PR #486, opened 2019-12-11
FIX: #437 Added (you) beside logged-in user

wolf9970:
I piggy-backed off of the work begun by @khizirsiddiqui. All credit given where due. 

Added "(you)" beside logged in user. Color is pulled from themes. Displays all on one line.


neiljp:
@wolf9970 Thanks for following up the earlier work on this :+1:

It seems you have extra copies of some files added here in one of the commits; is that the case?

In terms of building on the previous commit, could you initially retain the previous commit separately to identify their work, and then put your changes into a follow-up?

* * *

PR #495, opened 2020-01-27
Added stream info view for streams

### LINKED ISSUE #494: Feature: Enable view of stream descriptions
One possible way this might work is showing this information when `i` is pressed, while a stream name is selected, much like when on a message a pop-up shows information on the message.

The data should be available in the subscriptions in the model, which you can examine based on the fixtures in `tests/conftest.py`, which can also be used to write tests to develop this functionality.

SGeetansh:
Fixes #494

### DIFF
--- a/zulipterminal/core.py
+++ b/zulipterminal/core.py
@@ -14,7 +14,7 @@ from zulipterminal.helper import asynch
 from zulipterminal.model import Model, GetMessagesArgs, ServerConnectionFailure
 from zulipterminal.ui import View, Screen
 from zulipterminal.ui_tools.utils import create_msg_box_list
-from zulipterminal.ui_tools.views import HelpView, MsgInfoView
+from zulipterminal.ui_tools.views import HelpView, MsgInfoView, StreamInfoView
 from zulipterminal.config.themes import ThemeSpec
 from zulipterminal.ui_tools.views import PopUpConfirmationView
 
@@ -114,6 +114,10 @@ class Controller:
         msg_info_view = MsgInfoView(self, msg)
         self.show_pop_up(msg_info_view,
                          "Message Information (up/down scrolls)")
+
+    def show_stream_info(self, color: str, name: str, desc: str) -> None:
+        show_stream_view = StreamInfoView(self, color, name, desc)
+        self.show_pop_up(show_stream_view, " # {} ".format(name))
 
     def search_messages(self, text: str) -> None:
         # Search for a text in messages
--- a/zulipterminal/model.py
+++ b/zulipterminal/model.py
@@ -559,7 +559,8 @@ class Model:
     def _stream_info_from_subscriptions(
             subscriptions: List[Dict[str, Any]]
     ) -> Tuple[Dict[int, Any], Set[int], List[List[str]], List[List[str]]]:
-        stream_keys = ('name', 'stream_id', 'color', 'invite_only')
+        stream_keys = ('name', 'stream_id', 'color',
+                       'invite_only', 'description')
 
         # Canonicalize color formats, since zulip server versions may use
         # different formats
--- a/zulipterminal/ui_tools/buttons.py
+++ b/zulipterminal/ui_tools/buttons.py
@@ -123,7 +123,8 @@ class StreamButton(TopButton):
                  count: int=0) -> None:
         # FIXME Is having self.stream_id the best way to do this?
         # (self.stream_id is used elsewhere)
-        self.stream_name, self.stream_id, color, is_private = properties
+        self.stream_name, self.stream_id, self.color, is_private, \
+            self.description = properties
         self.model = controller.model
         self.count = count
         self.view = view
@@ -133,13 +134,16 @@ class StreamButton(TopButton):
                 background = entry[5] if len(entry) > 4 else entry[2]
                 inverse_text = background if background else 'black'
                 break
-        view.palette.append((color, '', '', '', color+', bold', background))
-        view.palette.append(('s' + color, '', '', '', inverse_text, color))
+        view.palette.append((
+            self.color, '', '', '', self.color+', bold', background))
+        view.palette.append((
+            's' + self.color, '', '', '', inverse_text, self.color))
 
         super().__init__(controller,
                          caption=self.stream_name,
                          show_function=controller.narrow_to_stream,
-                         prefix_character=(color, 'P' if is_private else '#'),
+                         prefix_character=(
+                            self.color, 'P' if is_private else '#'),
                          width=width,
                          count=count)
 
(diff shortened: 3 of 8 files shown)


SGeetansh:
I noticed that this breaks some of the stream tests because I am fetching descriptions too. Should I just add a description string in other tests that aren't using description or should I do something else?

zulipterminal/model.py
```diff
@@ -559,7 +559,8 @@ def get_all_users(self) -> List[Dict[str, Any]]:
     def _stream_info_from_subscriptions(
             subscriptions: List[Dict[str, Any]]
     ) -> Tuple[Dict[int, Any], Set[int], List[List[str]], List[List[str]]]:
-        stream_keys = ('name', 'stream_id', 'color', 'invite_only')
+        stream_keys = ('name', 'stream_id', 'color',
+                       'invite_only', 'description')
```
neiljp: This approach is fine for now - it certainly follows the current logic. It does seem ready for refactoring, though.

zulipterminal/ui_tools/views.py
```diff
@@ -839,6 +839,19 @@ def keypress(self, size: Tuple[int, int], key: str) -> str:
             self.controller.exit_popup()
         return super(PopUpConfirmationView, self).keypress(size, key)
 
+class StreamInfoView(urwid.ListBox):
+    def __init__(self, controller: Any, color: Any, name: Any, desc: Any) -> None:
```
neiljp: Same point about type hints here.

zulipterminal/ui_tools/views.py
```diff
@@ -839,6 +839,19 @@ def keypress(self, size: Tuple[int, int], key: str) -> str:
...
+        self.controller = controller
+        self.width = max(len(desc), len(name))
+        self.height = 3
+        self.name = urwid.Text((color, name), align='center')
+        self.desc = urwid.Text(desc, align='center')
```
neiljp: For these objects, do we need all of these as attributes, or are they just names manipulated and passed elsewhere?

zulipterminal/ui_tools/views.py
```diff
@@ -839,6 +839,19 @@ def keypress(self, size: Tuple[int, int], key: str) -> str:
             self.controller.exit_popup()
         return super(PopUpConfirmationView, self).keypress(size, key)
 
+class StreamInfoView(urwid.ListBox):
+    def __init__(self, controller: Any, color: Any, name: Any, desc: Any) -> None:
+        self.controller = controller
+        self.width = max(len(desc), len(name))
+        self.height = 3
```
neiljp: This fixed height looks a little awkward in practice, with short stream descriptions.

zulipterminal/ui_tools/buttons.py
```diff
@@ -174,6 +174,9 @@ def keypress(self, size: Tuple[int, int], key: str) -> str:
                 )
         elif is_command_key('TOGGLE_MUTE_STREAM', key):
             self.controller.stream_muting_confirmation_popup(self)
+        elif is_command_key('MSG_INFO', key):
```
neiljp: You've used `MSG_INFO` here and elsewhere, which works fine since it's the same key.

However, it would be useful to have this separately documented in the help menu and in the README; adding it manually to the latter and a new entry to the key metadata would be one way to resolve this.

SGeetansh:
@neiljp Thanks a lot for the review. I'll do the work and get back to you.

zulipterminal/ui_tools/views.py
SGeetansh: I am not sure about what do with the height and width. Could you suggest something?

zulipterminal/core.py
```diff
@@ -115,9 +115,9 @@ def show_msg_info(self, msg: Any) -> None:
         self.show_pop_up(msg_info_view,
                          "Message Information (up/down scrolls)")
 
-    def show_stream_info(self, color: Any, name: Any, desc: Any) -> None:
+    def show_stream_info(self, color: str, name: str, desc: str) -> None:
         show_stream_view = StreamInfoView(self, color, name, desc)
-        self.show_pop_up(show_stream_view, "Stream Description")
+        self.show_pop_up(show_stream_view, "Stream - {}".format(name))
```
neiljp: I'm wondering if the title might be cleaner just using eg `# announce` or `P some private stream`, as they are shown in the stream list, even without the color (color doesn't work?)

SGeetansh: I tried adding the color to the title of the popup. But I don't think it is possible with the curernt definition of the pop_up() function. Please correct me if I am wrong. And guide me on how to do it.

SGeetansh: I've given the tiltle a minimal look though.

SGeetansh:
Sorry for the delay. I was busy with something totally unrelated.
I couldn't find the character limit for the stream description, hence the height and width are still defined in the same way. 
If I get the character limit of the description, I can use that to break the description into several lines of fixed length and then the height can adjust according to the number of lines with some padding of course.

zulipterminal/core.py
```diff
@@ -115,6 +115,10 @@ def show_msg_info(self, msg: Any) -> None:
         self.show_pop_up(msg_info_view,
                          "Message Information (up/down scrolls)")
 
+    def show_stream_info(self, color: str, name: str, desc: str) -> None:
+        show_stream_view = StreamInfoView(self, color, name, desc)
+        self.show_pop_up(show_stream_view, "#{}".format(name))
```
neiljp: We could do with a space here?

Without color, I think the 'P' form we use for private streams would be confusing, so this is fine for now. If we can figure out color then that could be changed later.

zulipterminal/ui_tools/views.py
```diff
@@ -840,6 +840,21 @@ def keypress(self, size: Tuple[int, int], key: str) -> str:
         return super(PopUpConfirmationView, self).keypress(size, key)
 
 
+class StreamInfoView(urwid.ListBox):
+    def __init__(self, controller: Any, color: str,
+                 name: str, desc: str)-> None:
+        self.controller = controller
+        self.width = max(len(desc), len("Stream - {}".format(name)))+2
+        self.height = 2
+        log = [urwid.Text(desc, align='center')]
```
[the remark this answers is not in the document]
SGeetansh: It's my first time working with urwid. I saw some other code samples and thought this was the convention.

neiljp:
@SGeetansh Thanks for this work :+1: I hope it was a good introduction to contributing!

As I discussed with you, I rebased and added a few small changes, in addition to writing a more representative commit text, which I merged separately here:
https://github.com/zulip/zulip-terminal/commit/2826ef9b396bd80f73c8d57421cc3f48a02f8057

* * *

What you need to do:
From the records above, tally every line that contains the string "about"; the reply consists of that number alone.

Result:
2